Exercise: Set down exactly the first line of the entries and every line after it, through the line with "I paid particular".
————————
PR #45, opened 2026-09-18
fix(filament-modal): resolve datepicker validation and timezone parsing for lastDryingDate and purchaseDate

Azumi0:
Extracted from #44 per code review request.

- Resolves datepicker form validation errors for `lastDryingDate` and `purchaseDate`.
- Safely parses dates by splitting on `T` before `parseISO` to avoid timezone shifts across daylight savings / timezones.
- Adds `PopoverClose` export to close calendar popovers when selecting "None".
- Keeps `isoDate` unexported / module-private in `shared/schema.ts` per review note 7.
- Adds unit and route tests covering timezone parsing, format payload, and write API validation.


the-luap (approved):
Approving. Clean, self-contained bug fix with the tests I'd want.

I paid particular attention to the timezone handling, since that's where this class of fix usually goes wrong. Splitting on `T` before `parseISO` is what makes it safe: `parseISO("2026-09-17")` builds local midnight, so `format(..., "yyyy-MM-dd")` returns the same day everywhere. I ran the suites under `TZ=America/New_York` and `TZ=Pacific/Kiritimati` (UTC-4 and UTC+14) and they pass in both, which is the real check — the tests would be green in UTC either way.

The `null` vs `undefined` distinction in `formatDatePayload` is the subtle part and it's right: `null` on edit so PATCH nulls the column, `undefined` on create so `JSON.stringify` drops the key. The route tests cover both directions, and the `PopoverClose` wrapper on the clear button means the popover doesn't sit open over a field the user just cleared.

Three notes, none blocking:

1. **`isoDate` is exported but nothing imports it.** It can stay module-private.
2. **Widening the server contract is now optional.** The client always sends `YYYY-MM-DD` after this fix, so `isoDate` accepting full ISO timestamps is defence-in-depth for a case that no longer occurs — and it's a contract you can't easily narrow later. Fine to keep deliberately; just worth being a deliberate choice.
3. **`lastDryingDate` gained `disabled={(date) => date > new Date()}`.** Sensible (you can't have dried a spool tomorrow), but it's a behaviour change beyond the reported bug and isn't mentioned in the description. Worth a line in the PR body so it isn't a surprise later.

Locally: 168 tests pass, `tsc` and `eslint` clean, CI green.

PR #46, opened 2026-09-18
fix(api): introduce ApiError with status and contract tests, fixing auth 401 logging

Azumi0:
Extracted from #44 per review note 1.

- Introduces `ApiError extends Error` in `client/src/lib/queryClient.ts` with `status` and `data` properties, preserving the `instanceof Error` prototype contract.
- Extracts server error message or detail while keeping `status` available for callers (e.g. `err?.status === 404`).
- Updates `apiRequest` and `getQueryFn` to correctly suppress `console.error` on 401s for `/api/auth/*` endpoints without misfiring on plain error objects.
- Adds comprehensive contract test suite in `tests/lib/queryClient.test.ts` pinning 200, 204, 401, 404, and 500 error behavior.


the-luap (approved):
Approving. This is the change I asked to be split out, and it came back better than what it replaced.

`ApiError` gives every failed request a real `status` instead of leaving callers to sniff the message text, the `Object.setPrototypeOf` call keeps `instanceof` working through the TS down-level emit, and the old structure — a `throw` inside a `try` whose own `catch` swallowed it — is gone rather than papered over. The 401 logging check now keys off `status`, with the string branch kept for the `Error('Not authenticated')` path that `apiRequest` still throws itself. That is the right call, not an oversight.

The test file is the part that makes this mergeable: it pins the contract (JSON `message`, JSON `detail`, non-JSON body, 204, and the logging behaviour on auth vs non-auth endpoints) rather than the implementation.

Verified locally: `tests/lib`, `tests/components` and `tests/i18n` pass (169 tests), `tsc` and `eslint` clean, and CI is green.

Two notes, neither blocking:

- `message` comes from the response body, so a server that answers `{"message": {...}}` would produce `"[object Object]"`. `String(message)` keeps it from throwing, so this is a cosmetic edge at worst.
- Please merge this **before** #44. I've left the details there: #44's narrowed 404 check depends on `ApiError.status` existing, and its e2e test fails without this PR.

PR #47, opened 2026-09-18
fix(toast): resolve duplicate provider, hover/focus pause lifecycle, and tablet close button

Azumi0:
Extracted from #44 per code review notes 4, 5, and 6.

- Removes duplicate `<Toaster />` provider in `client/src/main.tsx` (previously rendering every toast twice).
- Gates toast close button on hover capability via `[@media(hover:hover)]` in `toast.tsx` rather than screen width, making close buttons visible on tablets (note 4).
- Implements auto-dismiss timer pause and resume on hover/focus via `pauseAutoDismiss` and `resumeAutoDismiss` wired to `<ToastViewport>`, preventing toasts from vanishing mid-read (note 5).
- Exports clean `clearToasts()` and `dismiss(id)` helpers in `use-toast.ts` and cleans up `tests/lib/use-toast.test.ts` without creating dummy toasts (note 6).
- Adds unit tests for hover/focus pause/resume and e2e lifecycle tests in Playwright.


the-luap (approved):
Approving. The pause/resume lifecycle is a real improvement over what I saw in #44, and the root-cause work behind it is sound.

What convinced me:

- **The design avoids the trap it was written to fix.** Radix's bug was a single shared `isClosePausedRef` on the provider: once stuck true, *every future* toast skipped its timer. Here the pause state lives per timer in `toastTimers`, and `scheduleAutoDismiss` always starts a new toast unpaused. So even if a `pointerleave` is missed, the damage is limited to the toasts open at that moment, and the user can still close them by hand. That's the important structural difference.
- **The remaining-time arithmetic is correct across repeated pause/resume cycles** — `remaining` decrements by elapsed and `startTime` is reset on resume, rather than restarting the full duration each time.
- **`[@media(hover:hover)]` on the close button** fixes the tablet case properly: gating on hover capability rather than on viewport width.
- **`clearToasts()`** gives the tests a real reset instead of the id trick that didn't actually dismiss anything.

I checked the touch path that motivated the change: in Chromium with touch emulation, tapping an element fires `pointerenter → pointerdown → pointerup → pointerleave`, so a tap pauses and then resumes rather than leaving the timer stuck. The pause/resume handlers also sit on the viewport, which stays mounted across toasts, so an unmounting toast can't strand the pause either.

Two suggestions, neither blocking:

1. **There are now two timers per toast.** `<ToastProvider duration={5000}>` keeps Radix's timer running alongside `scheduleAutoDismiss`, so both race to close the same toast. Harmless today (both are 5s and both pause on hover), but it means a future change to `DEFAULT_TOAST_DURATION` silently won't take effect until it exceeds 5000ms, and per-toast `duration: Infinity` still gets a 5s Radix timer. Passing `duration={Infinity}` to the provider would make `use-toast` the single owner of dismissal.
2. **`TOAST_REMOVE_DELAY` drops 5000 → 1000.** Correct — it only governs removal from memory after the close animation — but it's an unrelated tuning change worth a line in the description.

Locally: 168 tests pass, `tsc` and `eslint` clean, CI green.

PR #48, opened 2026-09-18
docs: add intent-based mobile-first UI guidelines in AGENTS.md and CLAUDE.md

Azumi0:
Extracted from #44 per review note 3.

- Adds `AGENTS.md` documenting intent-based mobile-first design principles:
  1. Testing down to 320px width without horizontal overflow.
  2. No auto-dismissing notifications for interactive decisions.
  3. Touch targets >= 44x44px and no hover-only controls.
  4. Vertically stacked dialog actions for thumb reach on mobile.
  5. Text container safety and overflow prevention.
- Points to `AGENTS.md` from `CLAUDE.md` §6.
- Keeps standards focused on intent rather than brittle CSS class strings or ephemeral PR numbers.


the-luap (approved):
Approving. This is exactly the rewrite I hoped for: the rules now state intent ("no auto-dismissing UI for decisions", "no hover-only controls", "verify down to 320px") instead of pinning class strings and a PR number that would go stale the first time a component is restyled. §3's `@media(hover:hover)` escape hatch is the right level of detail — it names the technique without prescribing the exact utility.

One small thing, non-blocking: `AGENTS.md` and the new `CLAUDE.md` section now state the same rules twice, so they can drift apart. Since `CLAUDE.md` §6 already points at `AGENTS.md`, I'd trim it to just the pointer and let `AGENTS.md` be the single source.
————————
Answer to this problem:
PR #45, opened 2026-09-18
fix(filament-modal): resolve datepicker validation and timezone parsing for lastDryingDate and purchaseDate

Azumi0:
Extracted from #44 per code review request.

- Resolves datepicker form validation errors for `lastDryingDate` and `purchaseDate`.
- Safely parses dates by splitting on `T` before `parseISO` to avoid timezone shifts across daylight savings / timezones.
- Adds `PopoverClose` export to close calendar popovers when selecting "None".
- Keeps `isoDate` unexported / module-private in `shared/schema.ts` per review note 7.
- Adds unit and route tests covering timezone parsing, format payload, and write API validation.


the-luap (approved):
Approving. Clean, self-contained bug fix with the tests I'd want.

I paid particular attention to the timezone handling, since that's where this class of fix usually goes wrong. Splitting on `T` before `parseISO` is what makes it safe: `parseISO("2026-09-17")` builds local midnight, so `format(..., "yyyy-MM-dd")` returns the same day everywhere. I ran the suites under `TZ=America/New_York` and `TZ=Pacific/Kiritimati` (UTC-4 and UTC+14) and they pass in both, which is the real check — the tests would be green in UTC either way.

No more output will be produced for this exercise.